Want a self-imposed challenge on a Pokémon game but don't want these: https://tvtropes.org/pmwiki/pmwiki.php/S...ge/Pokemon
Then here's the Ultimate fantasy challenge!
Rules:
-Three factions to choose: The Dark Lords(Evil), the Alliance for Democracy(Good), and Forces of Nature(Non-aligned)
-Certain types are restricted to certain factions: Alliance has Fairy, Fighting, and Psychic. Dark Lords has Poison, Dark, and Ghost. Nature has Grass, Bug, Rock, Ground, and Ice. Normal, Flying and Electric are all fair game. Both the Alliance and Dark Lords can use Dragon and Steel. Dark Lords and Nature get Fire. Alliance and Nature both get Water.
-Dual-type Pokémon are shared custody depending on their dual typing i.e. Delphox can fight for Neutrality, Evil, or Good thanks to the Fire/Psychic typing.
-This challenge only works for Generation VI onwards; The Fairy type is needed for the Good faction.
-Alliance gets Return but Frustration is banned, Dark Lords get Frustration but not Return, and Nature gets to use neither.
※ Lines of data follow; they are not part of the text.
PR #327, opened 2025-06-23
[V3 Reads] Add support for V3 deletes (Puffin deletion vectors)

Tishj:
This PR implements https://github.com/duckdb/duckdb-iceberg/discussions/203


src/deletes/deletion_vector.cpp
```diff
@@ -0,0 +1,119 @@
...
+unique_ptr<IcebergDeletionVector> IcebergDeletionVector::FromBlob(data_ptr_t blob_start, idx_t blob_length) {
+	//! https://iceberg.apache.org/puffin-spec/#deletion-vector-v1-blob-type
+
+	auto vector_size = Load<uint32_t>(blob_start);
+	vector_size = BSwap(vector_size);
+	blob_start += sizeof(uint32_t);
+
+	constexpr char DELETION_VECTOR_MAGIC[] = {'\xD1', '\xD3', '\x39', '\x64'};
+	char magic_bytes[4];
+	memcpy(magic_bytes, blob_start, 4);
```
dentiny, line 24: qq: should we check `blob_length` is no smaller than 4, otherwise possible to invalid memory access?

src/deletes/deletion_vector.cpp
```diff
@@ -0,0 +1,123 @@
...
+	return result_p;
+}
+
+void IcebergMultiFileList::ScanPuffinFile(const IcebergManifestEntry &entry) const {
+	auto file_path = entry.file_path;
+	D_ASSERT(!entry.referenced_data_file.empty());
+
+	auto caching_file_system = CachingFileSystem::Get(context);
+
+	auto caching_file_handle = caching_file_system.OpenFile(file_path, FileOpenFlags::FILE_FLAGS_READ);
```
Tmonster, line 66: If you know the file won't change you can call the following
```
OpenFileInfo file_info(file_path);
file_info.extended_info->options["validate_external_file_cache"] = Value::BOOL(false);
```
This will prevent any extra network calls to verify the etag.
I also added a "force_full_download" option, which will download the file completely without making a head request, maybe that's also a good idea to add? Is there a case where we only read part of the deletion vector?

scripts/data_generators/tests/deletion_vectors/q02.sql
```diff
@@ -0,0 +1 @@
+delete from default.deletion_vectors where col % 2 == 0;
```
Tmonster: nit: is there a q01.sql?

src/deletes/deletion_vector.cpp
```diff
@@ -0,0 +1,123 @@
...
+	auto &result = *result_p;
+	result.bitmaps.reserve(amount_of_bitmaps);
+	for (int64_t i = 0; i < amount_of_bitmaps; i++) {
+		auto key = Load<int32_t>(blob_start);
+		blob_start += sizeof(int32_t);
+		vector_size -= sizeof(int32_t);
+
+		size_t bitmap_size =
+		    roaring::api::roaring_bitmap_portable_deserialize_size((const char *)blob_start, vector_size);
+		auto bitmap = roaring::Roaring::readSafe((const char *)blob_start, bitmap_size);
```
Tmonster, line 49: nit: maybe we should assert or check that bitmap_size != 0? Although very unlikely

Tmonster (commented):
Thanks! There is some logic for the bitmaps I don't quite understand, but I have to read up on the spec and step through the code a bit to get it. 
Otherwise I just have some minor comments

src/deletes/deletion_vector.cpp
Tishj: Ah, good suggestion

One file can have multiple deletion vectors, so it could be that we only need a part of the file, if the other deletion vectors are no longer relevant, or aren't relevant for this particular query

Maybe we only want to cache the `content_offset + content_size_in_bytes` ranges, I'm not sure how that works in the external file cache?

EDIT:
I read the PR, I think that's the default behavior, caching byte ranges when they're read from the CachingFileHandle ?
But I do need to change how we call `Read`

src/deletes/deletion_vector.cpp
Tishj: Then `readSafe` will just error, which is fine in my opinion
The deletion vector is just corrupt at that point

src/deletes/deletion_vector.cpp
Tmonster: I think the external_file_cache can store chunks of a file. If a follow up request requests other chunks, the external_file_cache can merge a chunk from the next request and a chunk from the file cache (assuming the file hasn't changed)

src/deletes/deletion_vector.cpp
Tishj: This API is horrible in my opinion, I only need the `bitmap_size` to know how much to forward the pointer *after* deserializing this bitmap.

The second parameter to `readSafe` is a "max bytes" parameter, but the bitmap already marks an end, so it's useless, unless you're not sure you're reading correct data and don't want to exceed your buffer.

What `read` and `readSafe` **should** be returning is the serialized size of the bitmap, so we don't need this `roaring_bitmap_portable_deserialize_size`

src/deletes/deletion_vector.cpp
Tishj: I think it'll only merge if they overlap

If neither Return nor Frustration is available, overcompensate by having differences in the dialogue so Good gets to be friendly, Evil gets to be spiteful, and Neutral is both at once.
-Regarding nicknames, they are optional for Nature but must have some nature based theme. The Alliance nicknames are taken after various fictional heroes and in the case of anti-heroes and anti-villains, consider them as 'wiping the red from the ledger.' Dark Lord nicknames are likewise shared with villains.


----------